Work instruction
Copy out all the records, word for word.

(Stored data)
※ ※ ※

PR #160, opened 2021-04-13
Add .NET 6 runtimes and run tests on .NET 6.

### LINKED ISSUE #144: Run tests on .NET 6
Add .NET 6 to the test matrix (running test app in .NET 6, roll-forward dotnet-monitor onto .NET 6 runtime).

jander-msft:
This change allows running tests on .NET 6, which required splitting the `DotNetHost.CurrentRuntimeVersion` property into two (one for the runtime version and one for the ASP.NET version) so that dotnet-monitor can be run on the ASP.NET runtime and the unit test app can be run .NET runtime.

closes #144

### DIFF
--- a/eng/Version.Details.xml
+++ b/eng/Version.Details.xml
@@ -12,23 +12,23 @@
       <Uri>https://github.com/dotnet/diagnostics</Uri>
       <Sha>c13a550fd8135e031678015743557ea2a543403f</Sha>
     </Dependency>
-    <Dependency Name="Microsoft.DotNet.XUnitExtensions" Version="6.0.0-beta.21209.17">
-      <Uri>https://github.com/dotnet/arcade</Uri>
-      <Sha>28d9452d7e2ae4e98a1df735b90b03d3cac1f4e7</Sha>
-    </Dependency>
-    <Dependency Name="Microsoft.NETCore.App.Runtime.win-x64" Version="6.0.0-preview.4.21211.7">
-      <Uri>https://github.com/dotnet/runtime</Uri>
-      <Sha>355eff52bed00e7ca9d4a6d769ddbe2bbadbea47</Sha>
-    </Dependency>
+  </ProductDependencies>
+  <ToolsetDependencies>
     <Dependency Name="Microsoft.AspNetCore.App.Ref" Version="6.0.0-preview.4.21211.1">
       <Uri>https://github.com/dotnet/aspnetcore</Uri>
       <Sha>1870441efdc00a6c253c2a5c54c20a313fb56ee2</Sha>
     </Dependency>
-  </ProductDependencies>
-  <ToolsetDependencies>
     <Dependency Name="Microsoft.DotNet.Arcade.Sdk" Version="6.0.0-beta.21209.17">
       <Uri>https://github.com/dotnet/arcade</Uri>
       <Sha>28d9452d7e2ae4e98a1df735b90b03d3cac1f4e7</Sha>
+    </Dependency>
+    <Dependency Name="Microsoft.DotNet.XUnitExtensions" Version="6.0.0-beta.21209.17">
+      <Uri>https://github.com/dotnet/arcade</Uri>
+      <Sha>28d9452d7e2ae4e98a1df735b90b03d3cac1f4e7</Sha>
+    </Dependency>
+    <Dependency Name="VS.Redist.Common.NetCore.SharedFramework.x64.6.0" Version="6.0.0-preview.4.21211.7">
+      <Uri>https://github.com/dotnet/runtime</Uri>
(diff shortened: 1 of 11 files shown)


eng/Versions.props
```diff
@@ -1,5 +1,5 @@
 <Project>
```
jander-msft, line 1: Everything in this file is the same except:

1. I added labels to the PropertyGroups. DARC seems to find the Automated label and add new dependencies to that group.
2. I added the MicrosoftAspNetCoreAppRefVersion and MicrosoftNETCoreAppRuntimewinx64Version property versions via DARC.

Otherwise, everything else has been preserved but rearranged according to the type of dependency it is.

eng/Version.Details.xml
```diff
@@ -16,6 +16,14 @@
       <Uri>https://github.com/dotnet/arcade</Uri>
       <Sha>28d9452d7e2ae4e98a1df735b90b03d3cac1f4e7</Sha>
     </Dependency>
+    <Dependency Name="Microsoft.NETCore.App.Runtime.win-x64" Version="6.0.0-preview.4.21211.7">
```
hoyosjs, line 19: I would move these two and XUnit under toolset - they are not really product impacting dependencies, right?

hoyosjs: I am also trying to remember if these are good packages to depend on as their version becomes stable near the time of releasing a runtime (say, 6.0), but their blob version is unstable. It might be better to depend from something that's always unstable (say, the VS ingestion artifacts).

jander-msft: So you think I should be using something like VS.Redist.Common.NetCore.SharedFramework.x64.6.0 instead of Microsoft.NETCore.App.Runtime.win-x64?

jander-msft: Fixed

hoyosjs: Yes, and an equivalent one for ASP

eng/Version.Details.xml
```diff
@@ -4,23 +4,31 @@
       <Uri>https://github.com/dotnet/command-line-api</Uri>
       <Sha>166610c56ff732093f0145a2911d4f6c40b786da</Sha>
     </Dependency>
-    <Dependency Name="Microsoft.Diagnostics.Monitoring" Version="5.0.0-preview.21212.1">
+    <Dependency Name="Microsoft.Diagnostics.Monitoring" Version="5.0.0-preview.21209.1">
```
jander-msft, line 7: Fix the diagnostics dependencies due to bad merge.

eng/Versions.props
```diff
@@ -1,5 +1,5 @@
...
-  <PropertyGroup>
+  <PropertyGroup Label="Versioning">
     <RepositoryUrl>https://github.com/dotnet/dotnet-monitor</RepositoryUrl>
     <VersionPrefix>5.0.0</VersionPrefix>
```
kelltrick, line 4: should we rev this?

src/Tests/Microsoft.Diagnostics.Monitoring.UnitTests/Runners/MonitorRunner.cs
```diff
@@ -261,7 +267,11 @@ public async Task WriteUserSettingsAsync(RootOptions options, CancellationToken
 
             JsonSerializerOptions serializerOptions = new()
             {
```
kelltrick, line 269: I couldn't find it but isn't there a particular setting in `JsonSerializerOptions` that is required security?

kelltrick: Wait, nevermind, this is only a serializer, the rules don't apply.

kelltrick (approved):

eng/Version.Details.xml
jander-msft: Fixed (again) :-)

eng/Versions.props
jander-msft: We're still developing the 5.0.0 version; what is getting changed for each release is the PreReleaseVersionIteration property. The release branch has it set to 4 whereas the main branch has it set to 5.

hoyosjs (approved):
LGTM. The only rough edge is it isn't obvious in the test result what variant passes/fails.

jander-msft:
> LGTM. The only rough edge is it isn't obvious in the test result what variant passes/fails.

Yeah, I was thinking about that too. I might update the yaml to specify a custom title for each tested framework (that would require filtering testing per framework version). Alternatively, add the framework version to each test (that seems a bit messy to me and easily forgettable). I can also add the information in the test output, but that requires digging into the test results to find that information.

※ ※ ※

Reply
PR #160, opened 2021-04-13
Add .NET 6 runtimes and run tests on .NET 6.

### LINKED ISSUE #144: Run tests on .NET 6
Add .NET 6 to the test matrix (running test app in .NET 6, roll-forward dotnet-monitor onto .NET 6 runtime).

jander-msft:
This change allows running tests on .NET 6, which required splitting the `DotNetHost.CurrentRuntimeVersion` property into two (one for the runtime version and one for the ASP.NET version) so that dotnet-monitor can be run on the ASP.NET runtime and the unit test app can be run .NET runtime.

closes #144

### DIFF
--- a/eng/Version.Details.xml
+++ b/eng/Version.Details.xml
@@ -12,23 +12,23 @@
       <Uri>https://github.com/dotnet/diagnostics</Uri>
       <Sha>c13a550fd8135e031678015743557ea2a543403f</Sha>
     </Dependency>
-    <Dependency Name="Microsoft.DotNet.XUnitExtensions" Version="6.0.0-beta.21209.17">
-      <Uri>https://github.com/dotnet/arcade</Uri>
-      <Sha>28d9452d7e2ae4e98a1df735b90b03d3cac1f4e7</Sha>
-    </Dependency>
-    <Dependency Name="Microsoft.NETCore.App.Runtime.win-x64" Version="6.0.0-preview.4.21211.7">
-      <Uri>https://github.com/dotnet/runtime</Uri>
-      <Sha>355eff52bed00e7ca9d4a6d769ddbe2bbadbea47</Sha>
-    </Dependency>
+  </ProductDependencies>
+  <ToolsetDependencies>
     <Dependency Name="Microsoft.AspNetCore.App.Ref" Version="6.0.0-preview.4.21211.1">
       <Uri>https://github.com/dotnet/aspnetcore</Uri>
       <Sha>1870441efdc00a6c253c2a5c54c20a313fb56ee2</Sha>
     </Dependency>
-  </ProductDependencies>
-  <ToolsetDependencies>
     <Dependency Name="Microsoft.DotNet.Arcade.Sdk" Version="6.0.0-beta.21209.17">
       <Uri>https://github.com/dotnet/arcade</Uri>
       <Sha>28d9452d7e2ae4e98a1df735b90b03d3cac1f4e7</Sha>
+    </Dependency>
+    <Dependency Name="Microsoft.DotNet.XUnitExtensions" Version="6.0.0-beta.21209.17">
+      <Uri>https://github.com/dotnet/arcade</Uri>
+      <Sha>28d9452d7e2ae4e98a1df735b90b03d3cac1f4e7</Sha>
+    </Dependency>
+    <Dependency Name="VS.Redist.Common.NetCore.SharedFramework.x64.6.0" Version="6.0.0-preview.4.21211.7">
+      <Uri>https://github.com/dotnet/runtime</Uri>
(diff shortened: 1 of 11 files shown)


eng/Versions.props
```diff
@@ -1,5 +1,5 @@
 <Project>
```
jander-msft, line 1: Everything in this file is the same except:

1. I added labels to the PropertyGroups. DARC seems to find the Automated label and add new dependencies to that group.
2. I added the MicrosoftAspNetCoreAppRefVersion and MicrosoftNETCoreAppRuntimewinx64Version property versions via DARC.

Otherwise, everything else has been preserved but rearranged according to the type of dependency it is.

eng/Version.Details.xml
```diff
@@ -16,6 +16,14 @@
       <Uri>https://github.com/dotnet/arcade</Uri>
       <Sha>28d9452d7e2ae4e98a1df735b90b03d3cac1f4e7</Sha>
     </Dependency>
+    <Dependency Name="Microsoft.NETCore.App.Runtime.win-x64" Version="6.0.0-preview.4.21211.7">
```
hoyosjs, line 19: I would move these two and XUnit under toolset - they are not really product impacting dependencies, right?

hoyosjs: I am also trying to remember if these are good packages to depend on as their version becomes stable near the time of releasing a runtime (say, 6.0), but their blob version is unstable. It might be better to depend from something that's always unstable (say, the VS ingestion artifacts).

jander-msft: So you think I should be using something like VS.Redist.Common.NetCore.SharedFramework.x64.6.0 instead of Microsoft.NETCore.App.Runtime.win-x64?

jander-msft: Fixed

hoyosjs: Yes, and an equivalent one for ASP

eng/Version.Details.xml
```diff
@@ -4,23 +4,31 @@
       <Uri>https://github.com/dotnet/command-line-api</Uri>
       <Sha>166610c56ff732093f0145a2911d4f6c40b786da</Sha>
     </Dependency>
-    <Dependency Name="Microsoft.Diagnostics.Monitoring" Version="5.0.0-preview.21212.1">
+    <Dependency Name="Microsoft.Diagnostics.Monitoring" Version="5.0.0-preview.21209.1">
```
jander-msft, line 7: Fix the diagnostics dependencies due to bad merge.

eng/Versions.props
```diff
@@ -1,5 +1,5 @@
...
-  <PropertyGroup>
+  <PropertyGroup Label="Versioning">
     <RepositoryUrl>https://github.com/dotnet/dotnet-monitor</RepositoryUrl>
     <VersionPrefix>5.0.0</VersionPrefix>
```
kelltrick, line 4: should we rev this?

src/Tests/Microsoft.Diagnostics.Monitoring.UnitTests/Runners/MonitorRunner.cs
```diff
@@ -261,7 +267,11 @@ public async Task WriteUserSettingsAsync(RootOptions options, CancellationToken
 
             JsonSerializerOptions serializerOptions = new()
             {
```
kelltrick, line 269: I couldn't find it but isn't there a particular setting in `JsonSerializerOptions` that is required security?

kelltrick: Wait, nevermind, this is only a serializer, the rules don't apply.

kelltrick (approved):

eng/Version.Details.xml
jander-msft: Fixed (again) :-)

eng/Versions.props
jander-msft: We're still developing the 5.0.0 version; what is getting changed for each release is the PreReleaseVersionIteration property. The release branch has it set to 4 whereas the main branch has it set to 5.

hoyosjs (approved):
LGTM. The only rough edge is it isn't obvious in the test result what variant passes/fails.

jander-msft:
> LGTM. The only rough edge is it isn't obvious in the test result what variant passes/fails.

Yeah, I was thinking about that too. I might update the yaml to specify a custom title for each tested framework (that would require filtering testing per framework version). Alternatively, add the framework version to each test (that seems a bit messy to me and easily forgettable). I can also add the information in the test output, but that requires digging into the test results to find that information.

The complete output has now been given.